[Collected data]

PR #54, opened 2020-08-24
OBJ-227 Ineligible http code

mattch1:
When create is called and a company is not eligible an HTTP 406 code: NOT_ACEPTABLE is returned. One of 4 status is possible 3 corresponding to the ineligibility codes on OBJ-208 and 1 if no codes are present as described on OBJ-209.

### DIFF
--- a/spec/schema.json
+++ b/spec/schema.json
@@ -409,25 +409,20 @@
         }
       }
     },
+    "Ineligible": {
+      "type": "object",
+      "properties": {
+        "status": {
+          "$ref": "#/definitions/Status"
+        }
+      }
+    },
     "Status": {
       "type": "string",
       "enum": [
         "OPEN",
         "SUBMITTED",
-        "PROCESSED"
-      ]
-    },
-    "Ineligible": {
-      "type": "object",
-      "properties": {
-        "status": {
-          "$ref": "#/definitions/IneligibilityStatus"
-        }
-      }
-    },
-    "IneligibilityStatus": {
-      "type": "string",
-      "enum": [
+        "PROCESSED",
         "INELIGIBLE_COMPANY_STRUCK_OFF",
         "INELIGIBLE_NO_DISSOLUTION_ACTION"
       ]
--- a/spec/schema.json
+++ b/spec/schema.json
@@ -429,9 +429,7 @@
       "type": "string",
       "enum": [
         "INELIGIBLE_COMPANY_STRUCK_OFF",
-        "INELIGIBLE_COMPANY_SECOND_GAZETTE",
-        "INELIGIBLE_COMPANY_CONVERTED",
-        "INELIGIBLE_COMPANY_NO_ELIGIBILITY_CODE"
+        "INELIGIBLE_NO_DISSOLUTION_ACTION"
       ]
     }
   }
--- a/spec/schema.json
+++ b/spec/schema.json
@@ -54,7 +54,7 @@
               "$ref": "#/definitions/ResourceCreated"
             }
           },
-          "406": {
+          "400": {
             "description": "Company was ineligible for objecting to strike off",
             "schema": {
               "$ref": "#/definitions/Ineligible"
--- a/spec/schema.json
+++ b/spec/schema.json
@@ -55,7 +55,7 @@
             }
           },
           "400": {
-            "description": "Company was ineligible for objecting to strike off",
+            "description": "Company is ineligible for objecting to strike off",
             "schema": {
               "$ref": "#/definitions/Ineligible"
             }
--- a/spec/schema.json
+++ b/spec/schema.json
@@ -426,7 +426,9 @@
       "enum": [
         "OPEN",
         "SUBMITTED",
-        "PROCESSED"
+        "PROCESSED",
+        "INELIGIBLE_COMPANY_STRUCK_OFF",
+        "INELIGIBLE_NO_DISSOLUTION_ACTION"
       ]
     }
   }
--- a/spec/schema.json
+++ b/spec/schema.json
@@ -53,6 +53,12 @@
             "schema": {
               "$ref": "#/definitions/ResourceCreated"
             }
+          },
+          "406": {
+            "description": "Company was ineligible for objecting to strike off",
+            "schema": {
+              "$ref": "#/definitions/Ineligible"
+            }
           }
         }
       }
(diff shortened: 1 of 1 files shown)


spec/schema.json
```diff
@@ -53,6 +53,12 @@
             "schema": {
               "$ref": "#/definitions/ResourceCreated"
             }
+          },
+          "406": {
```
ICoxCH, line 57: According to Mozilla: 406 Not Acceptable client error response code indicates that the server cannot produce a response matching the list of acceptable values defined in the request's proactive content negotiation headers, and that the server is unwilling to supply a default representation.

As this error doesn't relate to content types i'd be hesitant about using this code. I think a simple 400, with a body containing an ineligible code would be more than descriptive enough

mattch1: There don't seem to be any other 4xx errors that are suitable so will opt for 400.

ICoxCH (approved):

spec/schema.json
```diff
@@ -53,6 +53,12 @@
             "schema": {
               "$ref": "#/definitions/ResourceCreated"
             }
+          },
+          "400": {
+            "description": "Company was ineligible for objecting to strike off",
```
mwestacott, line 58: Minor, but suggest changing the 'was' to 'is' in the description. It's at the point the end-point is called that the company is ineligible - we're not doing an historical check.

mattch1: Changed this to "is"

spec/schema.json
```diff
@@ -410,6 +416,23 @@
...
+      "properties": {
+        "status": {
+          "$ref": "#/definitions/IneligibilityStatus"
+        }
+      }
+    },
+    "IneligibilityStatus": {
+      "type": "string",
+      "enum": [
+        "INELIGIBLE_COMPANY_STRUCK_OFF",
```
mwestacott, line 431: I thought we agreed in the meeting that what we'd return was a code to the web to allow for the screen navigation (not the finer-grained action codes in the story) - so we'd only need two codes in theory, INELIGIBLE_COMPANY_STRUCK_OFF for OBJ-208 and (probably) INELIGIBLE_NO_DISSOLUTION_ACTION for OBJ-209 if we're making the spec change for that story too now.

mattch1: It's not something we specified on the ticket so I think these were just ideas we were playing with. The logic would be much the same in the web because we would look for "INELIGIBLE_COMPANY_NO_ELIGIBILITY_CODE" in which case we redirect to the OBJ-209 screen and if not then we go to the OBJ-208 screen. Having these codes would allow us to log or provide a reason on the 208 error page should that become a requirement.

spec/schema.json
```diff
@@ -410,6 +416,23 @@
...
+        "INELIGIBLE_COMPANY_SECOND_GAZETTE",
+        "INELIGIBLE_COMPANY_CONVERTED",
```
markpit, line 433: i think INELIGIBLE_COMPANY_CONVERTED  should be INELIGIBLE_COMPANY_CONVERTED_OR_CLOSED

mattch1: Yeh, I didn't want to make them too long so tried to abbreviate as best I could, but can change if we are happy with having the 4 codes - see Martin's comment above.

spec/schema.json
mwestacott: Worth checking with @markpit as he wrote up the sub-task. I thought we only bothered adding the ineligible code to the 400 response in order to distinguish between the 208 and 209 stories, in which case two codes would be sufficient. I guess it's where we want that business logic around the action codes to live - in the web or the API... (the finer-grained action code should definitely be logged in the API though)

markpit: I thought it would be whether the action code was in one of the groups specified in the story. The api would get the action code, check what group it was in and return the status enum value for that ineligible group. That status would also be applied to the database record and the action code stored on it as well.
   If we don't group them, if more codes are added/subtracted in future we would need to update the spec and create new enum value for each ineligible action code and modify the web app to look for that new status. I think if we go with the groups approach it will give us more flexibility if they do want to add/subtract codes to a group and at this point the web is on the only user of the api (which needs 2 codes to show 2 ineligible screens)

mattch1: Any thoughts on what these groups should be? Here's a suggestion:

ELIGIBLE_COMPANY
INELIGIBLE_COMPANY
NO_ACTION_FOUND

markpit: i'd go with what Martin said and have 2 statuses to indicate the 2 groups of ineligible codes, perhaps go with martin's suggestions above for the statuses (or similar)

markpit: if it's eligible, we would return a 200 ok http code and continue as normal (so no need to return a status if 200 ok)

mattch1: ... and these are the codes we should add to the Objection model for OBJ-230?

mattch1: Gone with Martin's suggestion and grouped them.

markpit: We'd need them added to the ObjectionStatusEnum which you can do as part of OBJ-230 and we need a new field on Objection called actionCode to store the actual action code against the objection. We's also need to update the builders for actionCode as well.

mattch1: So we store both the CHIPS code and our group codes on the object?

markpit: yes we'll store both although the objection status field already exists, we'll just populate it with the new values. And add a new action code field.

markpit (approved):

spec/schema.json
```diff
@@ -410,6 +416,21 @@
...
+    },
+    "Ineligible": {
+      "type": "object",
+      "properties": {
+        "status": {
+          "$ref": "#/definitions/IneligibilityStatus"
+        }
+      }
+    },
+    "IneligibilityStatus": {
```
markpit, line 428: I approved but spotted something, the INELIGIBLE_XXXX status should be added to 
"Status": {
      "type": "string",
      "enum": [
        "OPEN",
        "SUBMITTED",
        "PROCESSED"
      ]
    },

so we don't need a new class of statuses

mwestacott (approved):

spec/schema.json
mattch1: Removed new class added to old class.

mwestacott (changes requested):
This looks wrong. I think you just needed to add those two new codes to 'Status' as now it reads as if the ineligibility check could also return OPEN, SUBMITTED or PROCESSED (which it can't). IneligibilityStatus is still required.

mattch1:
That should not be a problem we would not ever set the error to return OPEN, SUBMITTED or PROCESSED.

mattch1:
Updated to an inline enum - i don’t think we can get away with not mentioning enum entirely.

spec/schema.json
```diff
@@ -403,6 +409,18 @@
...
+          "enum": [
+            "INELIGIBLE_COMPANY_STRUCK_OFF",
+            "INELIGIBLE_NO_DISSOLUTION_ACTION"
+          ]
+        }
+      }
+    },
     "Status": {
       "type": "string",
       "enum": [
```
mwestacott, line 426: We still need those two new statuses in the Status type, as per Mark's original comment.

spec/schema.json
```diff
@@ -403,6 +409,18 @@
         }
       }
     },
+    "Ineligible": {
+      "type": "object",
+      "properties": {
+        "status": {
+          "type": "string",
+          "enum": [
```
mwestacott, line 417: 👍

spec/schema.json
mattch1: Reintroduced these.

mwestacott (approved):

◆ **AIM OF THE EXERCISE**:
For the string "statuses", search the preceding data and copy every line that includes it.

◆ **TASK RESPONSE**:
markpit: i'd go with what Martin said and have 2 statuses to indicate the 2 groups of ineligible codes, perhaps go with martin's suggestions above for the statuses (or similar)
so we don't need a new class of statuses
mwestacott, line 426: We still need those two new statuses in the Status type, as per Mark's original comment.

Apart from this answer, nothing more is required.